Abstract
This article describes development of the Pecka Grading Rubric (PGR) as a strategy to facilitate and evaluate students' higher-order thinking in discussion boards. The purpose of this study was to describe psychometric properties of the PGR. Rubric reliability was pilot tested on a discussion board assignment used by 15 senior student registered nurse anesthetist enrolled in an Advanced Principles of Anesthesia course. Interrater and intrarater reliabilities were tested using an interclass correlation coefficient (ICC) to evaluate absolute agreement of scoring. Raters gave each category a score, scores of the categories were summed, and a total score was calculated for the entire rubric. Interrater (ICC = 0.939, P < .001) and intrarater (ICC = 0.902 to 0.994, P < .001) reliabilities were excellent for total point scores.
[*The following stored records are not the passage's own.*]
PR #1662, opened 2021-08-27
Broadcast Plugin

arne-fuchs:
# Description of change

Added a plugin to broadcast every message on the message layer to connections over a server socket on port 5050. The messages will be plain send so they can be processed in a dedicated application. 

## Type of change

The repo is online since weeks and has been cloned and used several times. I am writing on Java Library for it right now.

The install and usage instructions and project can be found here:
https://github.com/arne-fuchs/broadcast

## Change checklist

- [X] My code follows the contribution guidelines for this project
- [X] I have performed a self-review of my own code
- [X] I have commented my code, particularly in hard-to-understand areas
- [ ] New and existing unit tests pass locally with my changes //Never tested

### DIFF
--- a/plugins/broadcast/README.md
+++ b/plugins/broadcast/README.md
@@ -1,0 +1,36 @@
+# broadcast
+A plugin for IOTA's GoShimmer Node to broadcast every message on the message layer an write it to active tcp connections over port 5050
+
+## Installation
+Move the project's folder into your goshimmer/plugins/ folder.
+
+In goshimmer/plugins/research.go add the following line:
+```
+broadcast.Plugin(),
+```
+in the node.Plugins(...) list.
+
+You may need to recompile the goshimmer software.
+
+In the config.json you need to add "broadcast" to the "node" sections as followed:
+```
+"node": {
+    "disablePlugins": [],
+    "enablePlugins": ["broadcast"]
+},
+```
+
+## Usage
+Just connect to the plugin's port 5050 and you get the messages in real time as long as you are connected.
+A maximum of 256 Connections are possible before it throws errors.
+
+## Donations
+If you want to keep me motivated to do more open source stuff you can donate me some IOTA's. Even very small amounts makes me happy:
+
+```
+iota1qqvrqjfscx5ax7vnt8mmtmzj30af3xf7zfm8t7lnaxyrt73awgqckz02upv
+```
+
+## GitHub Project
+
+https://github.com/arne-fuchs/broadcast
--- a/plugins/broadcast/plugin.go
+++ b/plugins/broadcast/plugin.go
@@ -3,9 +3,9 @@ package broadcast
 import (
 	"github.com/iotaledger/goshimmer/plugins/broadcast/server"
 	"github.com/iotaledger/goshimmer/plugins/config"
-	flag "github.com/spf13/pflag"
 	"sync"
 
+	"github.com/iotaledger/hive.go/configuration"
 	"github.com/iotaledger/hive.go/daemon"
 	"github.com/iotaledger/hive.go/events"
 	"github.com/iotaledger/hive.go/logger"
@@ -17,12 +17,11 @@ import (
 )
 
 const (
-	pluginName = "Broadcast"
+	pluginName  = "Broadcast"
 	bindAddress = "broadcast.bindAddress"
 )
 
 var (
-	// plugin is the plugin instance of the activity plugin.
 	plugin *node.Plugin
 	once   sync.Once
 
@@ -32,20 +31,26 @@ var (
 // Plugin gets the plugin instance.
 func Plugin() *node.Plugin {
 	once.Do(func() {
-		plugin = node.NewPlugin(pluginName, node.Enabled, configure, run)
+		plugin = node.NewPlugin(pluginName, node.Disabled, configure, run)
 	})
 	return plugin
 }
 
+// ParametersDefinition contains the configuration parameters used by the plugin
+type ParametersDefinition struct {
+	Port int `default:"5050" usage:"port for broadcast plugin connections"`
+}
+
+var parameters = &ParametersDefinition{}
+
 // Handler functions
 func init() {
-	flag.String(bindAddress, ":5050", "the bind address for the broadcast plugin")
+	configuration.BindParameters(parameters, "Broadcast")
 }
 
 // Configure events
 func configure(_ *node.Plugin) {
 	plugin.LogInfof("starting node with broadcast plugin")
-	log = logger.NewLogger(pluginName)
 }
 
 //Run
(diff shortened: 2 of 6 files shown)


plugins/broadcast/server/server.go
```diff
@@ -0,0 +1,165 @@
...
+
+	bufferedConnDataReceived, bufferedConnClosed := connectionList[idx-1].readLoop()
+
+	select {
+	case data := <-bufferedConnDataReceived:
+		//No input required. For debugging it will be printed
+		connectionList[idx-1].log.Infof("Data received:%v", data)
+		connectionList[idx-1].active = false
+	case <-shutdownSignal:
+		connectionList[idx-1].log.Infof("Shutdown signal received")
```
luca-moser, line 93: Why does the shutdown signal trigger this for loop? Won't you end up doing the same for X amount of connections while the "shutdown"? Perhaps this is simply a miss copy-and-paste from the cleanup code from `Listen()`?

plugins/broadcast/server/server.go
```diff
@@ -0,0 +1,165 @@
...
+		for i := 0; i < idx; i++ {
+			connectionList[i].active = false
+		}
+		return
```
luca-moser, line 97: unneeded return statement

plugins/broadcast/server/server.go
```diff
@@ -0,0 +1,165 @@
...
+	case <-bufferedConnClosed:
+		connectionList[idx-1].log.Errorf("Connection lost")
+		connectionList[idx-1].active = false
```
luca-moser, line 100: This line can basically be put after this switch statement as you are doing it for every case.

plugins/broadcast/server/server.go
```diff
@@ -0,0 +1,165 @@
...
+		return
+	}
+}
+
+func (connection *Connection) readLoop() (chan []byte, chan bool) {
+	bufferedConnDataReceived := make(chan []byte)
+	bufferedConnClosed := make(chan bool)
+
+	go func() {
+		{
```
luca-moser, line 110: Remove these blocks and give distinct names for the created closures.

plugins/broadcast/server/server.go
```diff
@@ -0,0 +1,165 @@
...
+				d := make([]byte, len(data))
+				copy(d, data)
+				bufferedConnDataReceived <- d
+			})
+			connection.bufferedConn.Events.ReceiveMessage.Attach(cl)
+			defer connection.bufferedConn.Events.ReceiveMessage.Detach(cl)
+		}
+
+		if err := connection.bufferedConn.Read(); err != nil {
+			if err != io.EOF && !strings.Contains(err.Error(), "Use of closed network connection") {
```
luca-moser, line 127: Instead of checking the string of the error, use `!errors.Is(nestedErr, ErrClosed)` where `ErrClosed` is from the `net` package.

plugins/broadcast/server/server.go
```diff
@@ -0,0 +1,165 @@
...
+	return bufferedConnDataReceived, bufferedConnClosed
+}
+
+func Broadcast(data []byte) {
+	connectionListMutex.Lock()
+	defer connectionListMutex.Unlock()
+
+	idx := int(index.Load())
+	for i := 0; i < idx; i++ {
+		if connectionList[i].active {
```
luca-moser, line 143: negate and use `continue`

plugins/broadcast/server/server.go
```diff
@@ -0,0 +1,165 @@
...
+			_, err := connectionList[i].bufferedConn.Write(data)
+			if err != nil {
```
luca-moser, line 145: Truncate to one line

plugins/broadcast/server/server.go
```diff
@@ -0,0 +1,165 @@
...
+		newIndex := 0
+		var newConnectionList = [256]Connection{}
+		for i := 0; i < idx; i++ {
+			if connectionList[i].active {
+				newConnectionList[newIndex] = connectionList[i]
+				newIndex++
+			}
+		}
+		index.Store(uint32(newIndex))
+		connectionList = newConnectionList
```
luca-moser, line 163: refactor this cleanup into a separate function

plugins/broadcast/plugin.go
```diff
@@ -0,0 +1,85 @@
...
+	once.Do(func() {
+		plugin = node.NewPlugin(pluginName, node.Enabled, configure, run)
+	})
+	return plugin
+}
+
+// Handler functions
+func init() {
+	flag.String(bindAddress, ":5050", "the bind address for the broadcast plugin")
+}
```
luca-moser, line 43: Should be using a `Parameters` struct as in other plugins.

plugins/broadcast/plugin.go
```diff
@@ -0,0 +1,85 @@
...
+	plugin *node.Plugin
+	once   sync.Once
+
+	log *logger.Logger
+)
+
+// Plugin gets the plugin instance.
+func Plugin() *node.Plugin {
+	once.Do(func() {
+		plugin = node.NewPlugin(pluginName, node.Enabled, configure, run)
```
luca-moser, line 35: This plugin should be disabled per default.

luca-moser (changes requested):
Hey @arne-fuchs, thanks for this PR.
After you've fixed the review comments we will be merging this plugin. However please note that it will likely be removed in the future as we implement event based publishing of data through MQTT.

arne-fuchs:
Ok! I'll get it done until next Week.

plugins/broadcast/plugin.go
```diff
@@ -0,0 +1,85 @@
...
+
+// Handler functions
+func init() {
+	flag.String(bindAddress, ":5050", "the bind address for the broadcast plugin")
+}
+
+// Configure events
+func configure(_ *node.Plugin) {
+	plugin.LogInfof("starting node with broadcast plugin")
+	log = logger.NewLogger(pluginName)
```
jonastheis, line 48: Please use the integrated logger everywhere instead of creating a `log`.

plugins/broadcast/plugin.go
```diff
@@ -0,0 +1,85 @@
...
+	})
+	if err != nil {
+		log.Errorf("Failed to start Broadcast daemon: %v", err)
+	}
+
+
+	//Get Messages from node
+	notifyNewMsg := events.NewClosure(func(messageID tangle.MessageID) {
+		messagelayer.Tangle().Storage.Message(messageID).Consume(func(message *tangle.Message) {
+			server.Broadcast(message.Bytes())
```
jonastheis, line 72: Make sure that this is **not** blocking. Events are synchronous calls and if the plugin blocks the goroutine, the message can't continue in the data flow.

plugins/broadcast/plugin.go
arne-fuchs: I am already using the logger from "github.com/iotaledger/hive.go/logger" as just like in other plugins

arne-fuchs: Ok, correction: using the new logger now.
Not many plugins have that implemented that yet

plugins/broadcast/server/server.go
arne-fuchs: I see no use in that; doesn't it make it way more complex than it is?

plugins/broadcast/server/server.go
arne-fuchs: It only happens 2 out of 3 cases.

arne-fuchs:
It should be ok now. Plaese review.

plugins/broadcast/plugin.go
arne-fuchs: made method call asynchronous - reolving conversation

plugins/broadcast/README.md
```diff
@@ -0,0 +1,36 @@
+# broadcast
+A plugin for IOTA's GoShimmer Node to broadcast every message on the message layer an write it to active tcp connections over port 5050
```
luca-moser, line 2:
```suggestion
A plugin for IOTA's GoShimmer Node to broadcast every message on the message layer and write it to active TCP connections over port 5050.
```
```suggestion
A plugin for IOTA's GoShimmer Node to broadcast every message on the message layer an write it to active tcp connections over port 5050
```

plugins/broadcast/server/server.go
```diff
@@ -0,0 +1,164 @@
...
+		return fmt.Errorf("failed to start Broadcast daemon: %w", err)
+	}
+
+	go func() {
+		for {
+			connection, err := listener.Accept()
+			if err != nil {
+				if connection != nil {
+					log.LogInfof("Couldn't accept connection: %s", err)
+				}
```
luca-moser, line 44: `connection` will probably ending up `nil` if `err` is `nil`, so remove this if check on the `connection`

plugins/broadcast/server/server.go
luca-moser: You did not remove the blocks.

luca-moser (changes requested):

luca-moser (approved):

A content validity index was used to evaluate content validity. Raters evaluated content validity of each cell of the PGR. The content validity index (0.8-1.0) was acceptable. Known-group validity was evaluated by comparing graduate student registered nurse anesthetists (N = 7) with undergraduate senior nursing students (N = 13). Beginning evidence indicates a valid and reliable instrument that measures higher-order thinking in the student registered nurse anesthetist.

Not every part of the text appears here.